Since we specify a YAML environment file, be sure to use ``mamba env create`` 
instead of the more common ``mambe create`` command.


2. Configure
------------

This step takes the most effort. The first time you set up a project it
will take some time to understand the configuration system.

See :ref:`config` for more.

3. Run
------

Activate the main conda environment and go to the workflow you want to run. 
For example if you have configured a scRNA-seq run, then do:

.. code-block:: bash

    $ conda activate ./env

and run the following:

.. code-block:: bash

    # Dry run
    $ snakemake -n


If all goes well, this should print a list of jobs to be run.

You can run locally, but this is NOT recommended. To run locally, choose the
number of CPUs you want to use with the ``-j`` argument as is standard for
Snakemake.

.. warning::

    If you haven't made any changes to the 
    `Snakefile <https://snakemake.readthedocs.io/en/stable/snakefiles/rules.html>`_,
    be aware that the default configuration needs a lot of RAM. Adjust the Snakefiles
    accordingly if you don't have enough RAM available (search for "Xmx" to find 
    the Java args that set memory).

.. code-block:: bash

    # run locally (not recommended)
    snakemake --use-conda -j 8

and then monitor the various jobs that will be submitted on your behalf.

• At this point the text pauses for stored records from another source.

PR #240, opened 2023-10-23
(Proposal) Introduce clang-format to enforce consistent code style

foxtacles:
Since we've gained several contributors over the last few weeks (which is great), the issue regarding code style is coming up more and more often - so far we've been manually verifying that all contributions are more or less in line with the (implicit) style rules we've been adhering to so far.

However, this becomes increasingly unfeasible since the current manual process requires spending a considerable amount of extra time, not to mention that the lack of explicit guidelines adds to the workload of every contributor.

Personally, I believe we have to introduce the following scripts/checks to enhance the collaboration process:

* Verify formatting of the code - addressed by this PR using `clang-format`
* Verify our decomp declarations - (partially) addressed by https://github.com/isledecomp/isle/pull/228
* Verify naming conventions (i.e. `m_unk0x00` and https://github.com/isledecomp/isle/blob/master/CONTRIBUTING.md#code-style )

This PR introduces the `clang-format` tool, a `.clang-format` file that specifies the rules and a GitHub action that verifies that the code is formatted according to the rules (and fails if there are any issues).

`clang-format` has many integrations with popular editors and IDEs, so adoption should be relatively straightforward for everyone.

The set of rules is based on the `Microsoft` preset, since it comes closest to the style we've been using so far. On top of that, `.clang-format` specifies rules that are custom to this project. These are based on how we have written code ~80-90% of the time so far, since the goal is to solidify the existing, implicitly used style instead of introducing a new one.

So far the output looks pretty good to me. Let me know what you think. Here's a list of all options: https://clang.llvm.org/docs/ClangFormatStyleOptions.html - feel free to suggest changes.

### DIFF
--- a/.editorconfig
+++ b/.editorconfig
@@ -1,7 +1,13 @@
 root = true
-[*.{cpp,h,py,txt,editorconfig}]
 
+[*.{py,txt,editorconfig}]
 indent_style = space
 indent_size = 2
+insert_final_newline = true
+trim_trailing_whitespace = true
+
+[*.{cpp,h}]
+indent_style = tab
+tab_width = 4
 insert_final_newline = true
 trim_trailing_whitespace = true
--- a/.clang-format
+++ b/.clang-format
@@ -1,0 +1,25 @@
+BasedOnStyle: Microsoft
+
+AccessModifierOffset: -4
+AlignAfterOpenBracket: BlockIndent
+AllowAllArgumentsOnNextLine: false
+AllowAllParametersOfDeclarationOnNextLine: false
+AllowShortFunctionsOnASingleLine: InlineOnly
+AlwaysBreakTemplateDeclarations: Yes
+BinPackArguments: false
+BinPackParameters: false
+BracedInitializerIndentWidth: 4
+BraceWrapping:
+  AfterClass: false
+  AfterControlStatement: Never
+  AfterEnum: false
+  AfterStruct: false
+ConstructorInitializerIndentWidth: 4
+ContinuationIndentWidth: 4
+IncludeBlocks: Regroup
+IndentAccessModifiers: false
+IndentWidth: 4
+PointerAlignment: Left
+SpaceAfterCStyleCast: true
+TabWidth: 4
+UseTab: ForContinuationAndIndentation
--- a/.github/workflows/format.yml
+++ b/.github/workflows/format.yml
@@ -1,0 +1,20 @@
+name: Format
+
+on: [push, pull_request]
+
+jobs:
+  clang-format:
+    runs-on: ubuntu-latest
+
+    steps:
+    - uses: actions/checkout@v3
+
+    - name: Run clang-format
+      run: |
+        pipx run "clang-format>=17,<18" \
+          --Werror \
+          --dry-run \
+          --style=file \
+          ISLE/*.cpp ISLE/*.h \
+          LEGO1/*.cpp LEGO1/*.h \
+          LEGO1/realtime/*.cpp LEGO1/realtime/*.h
--- a/ISLE/define.cpp
+++ b/ISLE/define.cpp
@@ -1,7 +1,7 @@
 #include "define.h"
 
 // 0x410030
-IsleApp *g_isle = 0;
+IsleApp* g_isle = 0;
 
 // 0x410034
 unsigned char g_mousedown = 0;
--- a/ISLE/define.h
+++ b/ISLE/define.h
@@ -6,7 +6,7 @@
 
 class IsleApp;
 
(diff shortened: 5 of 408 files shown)


tahg:
Seems like Microsoft is all about the line count. In all seriousness I think it looks fairly good. I would set `AllowShortCaseLabelsOnASingleLine` back to true. (Only MS enforces a new line, like it does for most other places.)  Aside from that, I personally prefer `SpaceAfterCStyleCast` to false, so that it's adjacent to the variable, and aligns with the style of a * or & on a variable, but I don't have a really strong opinion on it one way or the other.

disinvite:
Never seen a `case` _not_ get indented after a `switch` until reading the 96 source. My preference would be `IndentCaseLabels: true` though it goes against the available evidence.

tahg:
> Never seen a `case` _not_ get indented after a `switch` until reading the 96 source. My preference would be `IndentCaseLabels: true` though it goes against the available evidence.

I've just about gotten used to it. You can't convince me that it should be different from public:, protected:, private:; whichever way it goes.

itsmattkc:
I think this is a good idea. My biggest suggestion is that this is probably a good opportunity to introduce the original 1996 source's style of indentation (namely 4-width tabs instead of 2-width spaces).

The 1996 source in fact includes a style document (`STYLE.DOC`) that might be good to double check with. Even though it doesn't affect anything accuracy-wise, if we know what the original code style was, we may as well use it ourselves.

foxtacles:
> I think this is a good idea. My biggest suggestion is that this is probably a good opportunity to introduce the original 1996 source's style of indentation (namely 4-width tabs instead of 2-width spaces).
> 
> The 1996 source in fact includes a style document (`STYLE.DOC`) that might be good to double check with. Even though it doesn't affect anything accuracy-wise, if we know what the original code style was, we may as well use it ourselves.

Sounds good, I'll look into that and try to come as close as possible.

foxtacles:
Okay, so I've looked at `STYLE.DOC` and modified the rules to be based on that style guide. It's noteworthy however that those rules have been applied rather inconsistently (probably because they didn't have any tooling to help with it).

Major changes to the style now include:

* Tabs instead of spaces (4-width) for indentation/continuation
* `class/struct/enum` braces on first line
* Pointer alignment is left

Ramen2X:
This isn't really a code-related style issue, but the 1996 source also makes it evident that all of their filenames were created in a strict UPPERCASE format versus the all-lowercase approach we employ here. Is this something also worth adopting here purely for environmental accuracy? It doesn't really matter in the grand scheme of things, but I thought I would bring it up anyway.

foxtacles:
> This isn't really a code-related style issue, but the 1996 source also makes it evident that all of their filenames were created in a strict UPPERCASE format versus the all-lowercase approach we employ here. Is this something also worth adopting here purely for environmental accuracy? It doesn't really matter in the grand scheme of things, but I thought I would bring it up anyway.

Yeah, we can consider that. I'm not sure how many implications it would have with regards to git history etc. so I think it would be better if we decide for it to do it in a separate PR

.editorconfig
```diff
@@ -1,7 +1,7 @@
...
 [*.{cpp,h,py,txt,editorconfig}]
 
-indent_style = space
-indent_size = 2
+indent_style = tab
+tab_width = 4
 insert_final_newline = true
-trim_trailing_whitespace = true
\ No newline at end of file
+trim_trailing_whitespace = true
```
madebr, line 7: Let's keep the cmake and python scripts space indented.
(their indentation size can be changed in a later commit)

```suggestion
[*.{py,txt,editorconfig}]
indent_style = space
indent_size = 2
insert_final_newline = true
trim_trailing_whitespace = true

[*.{cpp,h}]
indent_style = tab
tab_width = 4
insert_final_newline = true
trim_trailing_whitespace = true
```

itsmattkc:
This seems like it should be good to merge. As @foxtacles says, there will be stuff in this style that we don't all necessarily agree with, but it's worthwhile to have consistent rules, and the original source is as good of a template to follow as any.

I think this gets the big stuff in. We can always tweak it more later on if we need to.

> Seems like Microsoft is all about the line count.

Heh well that is technically how they got paid early on: https://www.youtube.com/watch?v=kHI7RTKhlz0

> the 1996 source also makes it evident that all of their filenames were created in a strict UPPERCASE format versus the all-lowercase approach we employ here

Personally I think we shouldn't adopt uppercase filenames because it could introduce issues later on on non-Windows platforms (e.g. ext4 on Linux/Android is case sensitive, so we'd have to ensure all of our `#include`s are uppercase too to ensure they match the files, which feels like a hassle).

See
:ref:`cluster` for more details on this. 

.. note::
   You can execute Snakemake jobs on a cluster using 
   `cluster profiles <https://snakemake.readthedocs.io/en/stable/executing/cli.html#profiles>`_.
   Consult the configuration of your high-performance computing system. The current pipeline
   relies on the `snakemake_profile <https://github.com/NIH-HPC/snakemake_profile>`_
   supported by `NIH Biowulf <https://hpc.nih.gov/>`_.


You can typically run simultaneous workflows when they are in different
directories; see :ref:`overview-wf` for details.